The country’s foreign exchange reserves hit a record high of $71 billion in July, rising from $49 billion in the same period last year, according to the Bangko Sentral ng Pilipinas.
“The appreciable buildup in the reserves level was due mainly to the foreign exchange operations and income from investments abroad of the BSP,” the central bank said in a statement.
Because of the increase in the inflow of dollars to the country due to remittances and foreign portfolio investments, the BSP was prompted to buy dollars in a bid to slow down the appreciation of the peso.
The strengthening of the peso against the US dollar has been cited as a cause for concern among the country’s exporters as a strong peso makes their products less competitive in the global marketplace.
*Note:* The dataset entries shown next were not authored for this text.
PR #254, opened 2016-09-08
[IMP][website_seo_redirection] New features and bug fixes. (#246)

yajo:
Forward #246 and #255 to v9.
- Fix a bug that was redirecting to disabled languages if the user's browser was in an installed language that was disabled for the website.
- Allow to have several origins for a destination.
- Disallow recursive redirections.
- Add both original and redirected URLs to web editor link search.
- Cannot have a redirection to yourself, now as a SQL constraint.
- Rename "Redirected URL" to "Destination URL" (seems more self-explicative).
- Add support for redirections that don't replace the controller (AKA shortcuts).
- Allow to choose a page URL from the "Promote" menu.
- Fix some styling issues, including `"use strict"` outside the function block.
- Tests, tests, tests (man, those JSONRPC ones were hard).

@Tecnativa

### DIFF
--- a/website_seo_redirection/README.rst
+++ b/website_seo_redirection/README.rst
@@ -12,6 +12,9 @@ URLs and allow you to improve the SEO.
 Usage
 =====
 
+Moving a page to another URL
+----------------------------
+
 Let's assume you created a blog post entry that is absolutely amazing and you
 want a fixed and beautiful URL for it. That entry is posted in
 ``https://example.com/blog/our-news-1/post/amazing-post-23``, but you want it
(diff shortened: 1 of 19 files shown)


pedrobaeza:
With the renaming capability of v9, it's still needed all the part of changing the URL?

yajo:
I did not try, but probably, if you don't want to lose SEO score, yes.

rafaelbn:
Hi @Yajo , travis fails

rafaelbn (changes requested):
Hi @Yajo , please solve branch conflicts and review travis. Thanks

pedrobaeza:
Can you rebase this and check my question, @Yajo?

yajo:
Let's see what does the bot say.

yajo:
BTW, about https://github.com/OCA/website/pull/254#issuecomment-245559390, if you use the renaming function, you get a 404 error in old URL, while with this you get a 301 redirection. I think it still has a meaning for SEO freaks.

yajo:
Well, bots are :white_check_mark:, but it's fake. They are affected by https://github.com/odoo/odoo/pull/13743. It seems Travis has no `sass` executable. Who should I ping for the fix?

pedrobaeza:
Not really fake, but not "covered" due to an Odoo bug. You can ping to the JS lead developer you met at Odoo experience to see, but we can't block this due to that question, or should we?

yajo:
It is fake because they should go :x:; that developer is already pinged in the issue.

However, [tests for this addon are passing](https://travis-ci.org/OCA/website/jobs/166716308#L1157), so no need to block this PR.

pedrobaeza (approved):
Hi, that was what I want to hear. As the problem stated by @rafaelbn is fixed, I merge.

Central bank officials added that volatility in the currency is bad for business and the overall economy.
If not for the dollar buying by the BSP, the peso, which closed at 42.14 in the last trading day of July and has already appreciated by about 4 percent since the start of the year, could have been even stronger.
This is because dollar inflows—in the form of remittances and foreign investments in domestic bonds, stocks, and other securities—have been robust this year.
Foreign portfolio investments have been rising at an unusually high pace, as foreign investors seek higher yields from emerging markets like the Philippines, as the economic situation, and thus income opportunities, in advanced economies remain anemic.
Data from the BSP showed that in the first semester, net inflows of foreign portfolio investments reached $2.4 billion, over three times higher than the $687 million registered in the same period last year.
Remittances are likewise strong despite challenges confronting Filipino migrant workers in some foreign labor markets.
Money sent by overseas-based Filipinos reached $7.9 billion in the first five months of the year, rising by 6.2 percent from $7.4 billion in the same period last year.
The BSP also said that the increase in prices of gold in the international market boosted reserves. Of the GIR, about $7.7 billion is invested in gold.
The country’s outstanding foreign exchange reserves are enough to cover 10.6 months worth of imports, and 6.1 times the country’s foreign currency-denominated debts maturing within the short term.
The country’s foreign exchange reserves are above the minimum prescribed by international standards, which state that a country’s GIR should be enough to cover four months worth of imports.
The BSP said that the comfortable level of foreign exchange reserves was one of the factors that helped the country get favorable credit rating actions.
In June, Moody’s Investors Service upgraded its credit rating for the Philippines from three to two notches below investment grade. In the same month, Fitch Ratings raised its rating for the country from two to one notch below investment grade.